Я тоже сочинил песню "Мои сестрёнки", адресовав её девочкам из нашей группы. Песенка эта была тогда популярна... Летом мы стали организовывать Турграды на Плещеевом озере, возле Переславля-Залесского, куда съезжались люди уже не только с нашего факультета, но и со всего института. Там мы с Визбором написали песню про Турград, популярную одно время... Новый, 1953 год, встречали в альплагере на Кавказе. Тогда я написал свою «Новогоднюю альпинистскую». А недавно с удивлением узнал, что мою песню «Спутник» до сих пор поют… на биофаке МГУ!

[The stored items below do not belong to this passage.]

PR #531, opened 2021-07-12
CA-1243: Admin resource, policies, roles

rushtong:
Ticket: https://broadworkbench.atlassian.net/browse/CA-1243

Added an admin resource type with policies and roles

---

**PR checklist**

### DIFF
--- a/src/main/resources/reference.conf
+++ b/src/main/resources/reference.conf
@@ -2,6 +2,26 @@ akka.http.server.idle-timeout = 180 s
 akka.http.server.request-timeout = 60 s
 
 resourceTypes = {
+  admin {
+    actionPatterns = {
+      admin_read_policies = {
+        description = "view all policies and policy details"
+      }
+      admin_add_member = {
+        description = "add membership to group"
+      }
+      admin_remove_member = {
+        description = "remove membership from group"
+      }
+    }
+    ownerRoleName = "resource_type_admin"
+    roles = {
+      resource_type_admin = {
+        roleActions = ["admin_read_policies", "admin_add_member", "admin_remove_member"]
+      }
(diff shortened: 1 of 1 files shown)


src/main/resources/reference.conf
```diff
@@ -2,6 +2,26 @@ akka.http.server.idle-timeout = 180 s
 akka.http.server.request-timeout = 60 s
 
 resourceTypes = {
+  admin {
```
s-rubenstein: We decided to go with `admin` here, because from what we could tell, `resource_type_admin` below is about administering to specific resource types. I am not super happy with the role as the same name as the resource. @marctalbott do you have any sense of what the original resource type of `resource_type_admin` is for?

s-rubenstein (approved):
This seems reasonable to me, but I want to look into `resource_type.resource_type_admin` first.

src/main/resources/reference.conf
rushtong: Agreed @s-rubenstein .... the duplicate naming is super confusing and I think we need more explicit terminology.

marctalbott: Instead of adding a new `admin` resource type, we should just add these actions and roles to the existing `resource_type_admin` resource type. The `resource_type_admin` resource type has a resource for every other resource type in Sam, and we can use those resources to grant per-resource-type admin access

rushtong:
@marctalbott Updated per feedback. Will move this to ready for review.

marctalbott (commented):
Changes look good. I want to check with the rest of the CI team before we starting merging any jamboree changes to `develop` though in case they'd prefer we keep it contained within a feature branch

PR #533, opened 2021-07-13
[CA-1245][CA-1246] Sr admin add to policy

s-rubenstein:
Ticket: <Link to Jira ticket>

---

**PR checklist**

### DIFF
--- a/src/main/scala/org/broadinstitute/dsde/workbench/sam/api/AdminResourceRoutes.scala
+++ b/src/main/scala/org/broadinstitute/dsde/workbench/sam/api/AdminResourceRoutes.scala
@@ -97,9 +97,9 @@ trait AdminResourceRoutes extends UserInfoDirectives with SecurityDirectives wit
     }
 
   private def requireActionsForAdminPutUserInPolicy(policyId: FullyQualifiedPolicyId, userInfo: UserInfo, samRequestContext: SamRequestContext)(addUserToPolicy: server.Route): server.Route =
-    requireOneOfAction(
+    requireAction(
       FullyQualifiedResourceId(SamResourceTypes.resourceTypeAdminName, ResourceId(policyId.resource.resourceTypeName.value)),
-      Set(SamResourceActions.adminAddMember),
+      SamResourceActions.adminAddMember,
       userInfo.userId,
       samRequestContext
     ) {
@@ -107,9 +107,9 @@ trait AdminResourceRoutes extends UserInfoDirectives with SecurityDirectives wit
     }
 
   private def requireActionsForAdminRemoveUserFromPolicy(policyId: FullyQualifiedPolicyId, userInfo: UserInfo, samRequestContext: SamRequestContext)(removeUserFromPolicy: server.Route): server.Route =
-    requireOneOfAction(
+    requireAction(
       FullyQualifiedResourceId(SamResourceTypes.resourceTypeAdminName, ResourceId(policyId.resource.resourceTypeName.value)),
-      Set(SamResourceActions.adminRemoveMember),
+      SamResourceActions.adminRemoveMember,
       userInfo.userId,
       samRequestContext
     ) {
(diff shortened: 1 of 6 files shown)


src/main/scala/org/broadinstitute/dsde/workbench/sam/model/SamModel.scala
```diff
@@ -89,6 +89,9 @@ object SamResourceActions {
   val addChild = ResourceAction("add_child")
   val removeChild = ResourceAction("remove_child")
   val listChildren = ResourceAction("list_children")
+  val adminReadPolicies = ResourceAction("admin_read_policies")
```
s-rubenstein, line 92: I realized we never updated the Sam model. I think this is what we need? @marctalbott does this look right to you?

src/main/scala/org/broadinstitute/dsde/workbench/sam/api/AdminResourceRoutes.scala
```diff
@@ -78,4 +90,33 @@ trait AdminResourceRoutes extends UserInfoDirectives with SecurityDirectives wit
...
+    requireOneOfAction(
+      FullyQualifiedResourceId(SamResourceTypes.resourceTypeAdminName, ResourceId(policyId.resource.resourceTypeName.value)),
+      Set(SamResourceActions.adminAddMember),
+      userInfo.userId,
+      samRequestContext
+    ) {
+      addUserToPolicy
+    }
+
+  private def requireActionsForAdminRemoveUserFromPolicy(policyId: FullyQualifiedPolicyId, userInfo: UserInfo, samRequestContext: SamRequestContext)(removeUserFromPolicy: server.Route): server.Route =
```
s-rubenstein, line 109: This logic is borrowed from here: https://github.com/broadinstitute/sam/blob/develop/src/main/scala/org/broadinstitute/dsde/workbench/sam/api/ResourceRoutes.scala#L389 which I _think_ is similar to what we want here?

marctalbott: `requireOneOfAction` probably isn't needed here. Since we're only checking one action, you can use `requireAction` instead similar to https://github.com/broadinstitute/sam/blob/314eee8aae77032123df5264b6d484967c7e1843/src/main/scala/org/broadinstitute/dsde/workbench/sam/api/ResourceRoutes.scala#L413

src/main/scala/org/broadinstitute/dsde/workbench/sam/api/AdminResourceRoutes.scala
```diff
@@ -78,4 +90,33 @@ trait AdminResourceRoutes extends UserInfoDirectives with SecurityDirectives wit
...
+      FullyQualifiedResourceId(SamResourceTypes.resourceTypeAdminName, ResourceId(policyId.resource.resourceTypeName.value)),
+      Set(SamResourceActions.adminRemoveMember),
+      userInfo.userId,
+      samRequestContext
+    ) {
+      removeUserFromPolicy
+    }
+
+  def adminPutUserInPolicy(policyId: FullyQualifiedPolicyId, subject: WorkbenchSubject, samRequestContext: SamRequestContext): server.Route =
+    put {
```
marctalbott: Duplicates the `put` above, probably best to remove this one

src/main/scala/org/broadinstitute/dsde/workbench/sam/api/AdminResourceRoutes.scala
```diff
@@ -78,4 +90,33 @@ trait AdminResourceRoutes extends UserInfoDirectives with SecurityDirectives wit
...
+      complete(resourceService.addSubjectToPolicy(policyId, subject, samRequestContext).map(_ => StatusCodes.NoContent))
+    }
+
+  def adminRemoveUserFromPolicy(policyId: FullyQualifiedPolicyId, subject: WorkbenchSubject, samRequestContext: SamRequestContext): server.Route =
+    delete {
```
marctalbott: Same here, this duplicates the `delete` above and can be removed

src/main/scala/org/broadinstitute/dsde/workbench/sam/model/SamModel.scala
marctalbott: Yeah, this is correct, we need this to perform the auth checks that you added in the routes

marctalbott (approved):
Couple minor things to change, but looks good!

src/main/scala/org/broadinstitute/dsde/workbench/sam/api/AdminResourceRoutes.scala
s-rubenstein: Done!

src/main/scala/org/broadinstitute/dsde/workbench/sam/model/SamModel.scala
rushtong: I saw this too and had this in my branch, good catch

rushtong (approved):
Pending Marcus' feedback, 👍🏽

s-rubenstein:
@marctalbott I would love a quick extra round of eyes on tests.

marctalbott (commented):
Looks good, I think there are a few more test cases that might be worth writing:

- user we're adding doesn't exist returns 404
- user we're adding is already a member returns successfully(? actually not sure maybe it should error)
- policy doesn't exist returns 404
- user we're removing doesn't exist returns 404
- user we're removing isn't a member of the policy returns successfully (? same question here as if the user is already a member when adding)
- negative test case where user doesn't have permissions and gets a 403 as a result (both endpoints)

s-rubenstein:
@marctalbott I think I have added all of your test ideas! Do you want to take another look?

marctalbott (approved):
Looks great! Thanks for adding those!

В институте появилась группа бывалых туристов, которую возглавлял Володя Маландин (потом он был секретарём комитета комсомола института). Я был одним из этих бывалых, даже в качестве инструктора водил в поход группу студентов биофака. Ещё один запомнившийся поход — лыжный, от Великих Лук. В нём участвовали Визбор, Боря Шешенин, Аркаша Штутин, Нина Георгиевская, Нина Щепанская... Мы тогда шли по местам, разорённым войной, видели дзот Матросова... В походы ходили всё время, до самого окончания института.
— А потом?
— А потом у каждого началась своя жизнь. Хотя с Визбором мы продолжали довольно тесно общаться. После армии он женился на Аде Якушевой, жил в доме на Неглинной, там же, где и я. У нас с интервалом в две недели родились дочери, и мы гуляли с колясками в скверике у ЦУМа — тогда он назывался МОСТОРГ. Ходили вместе в гости к Володе Дворцову, тоже нашему выпускнику, с которым мы начинали в "Ленинце". Потом стали встречаться всё реже и реже до тех пор, пока однажды я не пригласил Визбора выступить в школе перед учителями. Юра приехал, дал замечательный концерт, затем мы пошли ко мне домой, благо я тогда уже жил недалеко от школы... Когда я вышел его проводить, Юра вдруг сказал, прощаясь: "Знаешь, я понял сегодня, что нам нельзя терять друг друга. Хорошо, что мы снова встретились. У меня есть такая потребность — видеть чаще старых друзей..." И мы снова стали тесно общаться. Тут появились и Володя Лейбсон, и Боря Вульфов, и Игорь Мотяшов... На похоронах Визбора ко мне подошли Коваль и Ким и предложили поехать в мастерскую Коваля на поминки, где я встретил много наших. И хотя это были уже не мои однокурсники, а те, кто помоложе, мы стали регулярно встречаться. Правда, с Кимом и Аликом Ненароковым мы встречались ещё в институте. Вот так образовалась нынешняя компания выпускников МГПИ, в которую я органически вписался.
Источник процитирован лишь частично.